Published online Sep 26, 2018. doi: 10.4330/wjc.v10.i9.74
Peer-review started: March 28, 2018
First decision: April 11, 2018
Revised: April 28, 2018
Accepted: May 9, 2018
Article in press: May 10, 2018
Published online: September 26, 2018
Processing time: 186 Days and 13.6 Hours
Acute myocardial infarction (AMI) is the leading cause of death worldwide. Its associated mortality, morbidity and complications have significantly decreased with the development of interventional cardiology and percutaneous coronary angioplasty (PCA) treatment, which quickly and effectively restore the blood flow to the area previously subjected to ischemia. Paradoxically, the restoration of blood flow to the ischemic zone leads to a massive production of reactive oxygen species (ROS) which generate rapid and severe damage to biomolecules, generating a phenomenon called myocardial reperfusion injury (MRI). In the clinical setting, MRI is associated with multiple complications such as lethal reperfusion, no-reflow, myocardial stunning, and reperfusion arrhythmias. Despite significant advances in the understanding of the mechanisms accounting for the myocardial ischemia reperfusion injury, it remains an unsolved problem. Although promising results have been obtained in experimental studies (mainly in animal models), these benefits have not been translated into clinical settings. Thus, clinical trials have failed to find benefits from any therapy to prevent MRI. There is major evidence with respect to the contribution of oxidative stress to MRI in cardiovascular diseases. The lack of consistency between basic studies and clinical trials is not solely based on the diversity inherent in epidemiology but is also a result of the methodological weaknesses of some studies. It is quite possible that pharmacological issues, such as doses, active ingredients, bioavailability, routes of administration, co-therapies, startup time of the drug intervention, and its continuity may also have some responsibility for the lack of consistency between different studies. Furthermore, the administration of high ascorbate doses prior to reperfusion appears to be a safe and rational therapy against the development of oxidative damage associated with myocardial reperfusion. In addition, the association with N-acetylcysteine (a glutathione donor) and deferoxamine (an iron chelator) could improve the antioxidant cardioprotection by ascorbate, making it even more effective in preventing myocardial reperfusion damage associated with PCA following AMI.

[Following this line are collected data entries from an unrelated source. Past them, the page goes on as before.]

PR #2403, opened 2018-03-26
Global alert message

### LINKED ISSUE #2353: Global alert message
## Type
- ✨ Feature

In order to be made aware of important time sensitive information regarding Wellcome Collection,
as a visitor to wellcomecollection.org, I expect to see such information prominently displayed.

## Acceptance Criteria
- [x] The message should display site wide underneath the global navigation.
- [x] The message should be dismissible by the user on a per session basis.
- [x] Content editors should be able to create the message in Prismic and decide whether it is displayed or not

davidpmccormick:
Closes #2353 

Allows for the creation of a site-wide alert banner from Prismic. This can be set to show or hide from within Prismic and can be dismissed _per session_ by a user.

screen shot 2018-03-26 at 11 34 53

screen shot 2018-03-26 at 11 37 34


events/app/controllers.js
```diff
@@ -6,7 +6,9 @@ export async function renderEvent(ctx, next) {
   const id = `${ctx.params.id}`;
   const format = ctx.request.query.format;
   const isPreview = Boolean(ctx.params.preview);
-  const event = await prismic.getEvent(id, isPreview ? ctx.request : null);
+  const eventPromise = prismic.getEvent(id, isPreview ? ctx.request : null);
+  const globalAlertPromise = prismic.getGlobalAlert();
```
jamesgorrie: Let's shift this into `interval-cache`.

prismic-model/json/global-alert.json
```diff
@@ -0,0 +1,21 @@
...
+  "Global alert" : {
+    "text" : {
+      "type" : "StructuredText",
+      "config" : {
+        "multi" : "paragraph, strong, em, hyperlink",
+        "label" : "text",
+        "placeholder" : "text"
+      }
+    },
+    "display" : {
```
jamesgorrie: Could we call this `isShown`?

events/app/controllers.js
davidpmccormick: Yep, that's the right way to do it – thought I was overlooking something

common/model/global-alert.js
```diff
@@ -0,0 +1,4 @@
+export type GlobalAlert = {|
+  text: string,
```
jamesgorrie: As this is going to contain HTML - how do we feel about setting it as a `HTMLString` and then choosing how to render it only at the edge of the app i.e. rendering?

https://github.com/wellcometrust/wellcomecollection.org/blob/master/common/services/prismic/types.js#L45

events/app/controllers.js
```diff
@@ -78,10 +82,12 @@ export async function renderEventSeries(ctx, next) {
 export async function renderEventsList(ctx, next) {
   const page = ctx.request.query.page ? Number(ctx.request.query.page) : 1;
   const paginatedEvents = await getPaginatedEventPromos(page);
+  const globalAlert = ctx.intervalCache.get('globalAlert');
   const description = 'Choose from an inspiring range of free talks, tours, discussions and more, all designed to challenge how we think and feel about health.';
 
   ctx.render('pages/events', {
     pageConfig: createPageConfig({
+      globalAlert: globalAlert,
```
jamesgorrie: In JSX land we'll be able to add this as a dep to `DefaultPageLayout`.

To make this easier in nunjucks, we could add it to the globals?
https://github.com/wellcometrust/wellcomecollection.org/blob/master/server/view/render.js#L9-L13

(but not a blocker, just a thought)

jamesgorrie: Also might be easier when adding new pages not to forget it.

server/services/interval-cache.js
```diff
@@ -1,7 +1,19 @@
...
   .every('flags', fiveMinutes, getFlags, [])
+  .every('globalAlert', fiveMinutes, async () => {
+    try {
+      const globalAlert = await getGlobalAlert();
+      return globalAlert;
+    } catch (err) {
+      console.error(err);
+
+      return null;
+    }
```
jamesgorrie: Why is this expected to error?

whats_on/app/controllers.js
```diff
@@ -11,14 +11,18 @@ import {
...
-  getExhibitionAndEventPromos
+  getExhibitionAndEventPromos,
+  getGlobalAlert
 } = prismic;
 
 export async function renderWhatsOn(ctx, next) {
-  const exhibitionAndEventPromos = await getExhibitionAndEventPromos(ctx.query);
+  const exhibitionAndEventPromosPromise = getExhibitionAndEventPromos(ctx.query);
+  const globalAlertPromise = getGlobalAlert();
+  const [ exhibitionAndEventPromos, globalAlert ] = await Promise.all([exhibitionAndEventPromosPromise, globalAlertPromise]);
```
jamesgorrie: Need to make this read from IntervalCache.

server/services/interval-cache.js
davidpmccormick: Not expected to, but seems like good hygiene to handle a case where it might? If, for whatever reason, this were to error, we wouldn't want to 500 I don't think.

events/app/controllers.js
davidpmccormick: Yep – another very good point! I'll move it to globals; having to write it in every controller feels slightly broken.

common/model/global-alert.js
davidpmccormick: if the text is being `deP`-ed (so we end up with e.g. `words without opening tags <i>but maybe</i> <strong>some tags</strong> in the middle`, does that still count as an `HTMLString`? My guess is not.

jamesgorrie: No - but that function is absolute nonsense, hence why we started having using these classes, which feel a little more ✨ 

https://github.com/wellcometrust/wellcomecollection.org/blob/master/common/styles/utilities/_root-scope-classes.scss#L408-L416

server/services/interval-cache.js
jamesgorrie: But if it 500s we should know, this will swallow the error silently, which is really bad hygiene.

jamesgorrie: It's a good point about how we bubble errors up to the user.

jamesgorrie: We could start setting up alerting properly, i.e. return null, but notify sentry that something is up?

common/model/global-alert.js
davidpmccormick: Got it.

server/services/interval-cache.js
davidpmccormick: Sounds sensible, yeah

server/controllers/wordpress.js
```diff
@@ -36,6 +38,7 @@ export const articles = async(ctx, next) => {
   const path = ctx.request.url;
   const {page, q} = ctx.request.query;
   const articleStubsResponse = await getArticleStubs(maxItemsPerPage, {page}, q);
+  const globalAlert = ctx.intervalCache.get('globalAlert');
```
jamesgorrie: Why do we still need to do this if we have it in globals?

davidpmccormick: we don't – it slipped through the net. Thanks.

PR #2405, opened 2018-03-26
run test on cookie notification position

jamesgorrie:
During in-person testing it seemed as though the cookie notification causes a natural barrier to what people might consider the end of the page [see screenshots].

Put it in as a test, but might need to think about what data to use for success measures.

We can use scroll depth, but we don't append whether the bar is visible or not to the pageview, so it would be hard to measure only scroll depth of pages with the cookie notification.

We could however measure that we aren't breaking anything by moving it up, and then rely on the qualitative research to make the decision on moving it.

## Top notification
screen shot 2018-03-26 at 17 42 29

## End of the page?
screen shot 2018-03-26 at 17 43 38
screen shot 2018-03-26 at 17 43 45

### DIFF
--- a/common/styles/components/_cookie_notification.scss
+++ b/common/styles/components/_cookie_notification.scss
@@ -4,7 +4,6 @@
   background: color('teal');
   color: color('white');
   padding: $vertical-space-unit 0;
-  position: fixed;
   bottom: 0;
   left: 0;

Core tip: Acute myocardial infarction is the leading cause of death in the world. At least half of the resulting myocardial damage is associated with myocardial reperfusion. Myocardial reperfusion injury is associated with reactive oxygen species production and iron mobilization. Treatment with antioxidants such as ascorbate, N-acetylcysteine, and an iron chelator such as deferoxamine, could prevent the development of this damage.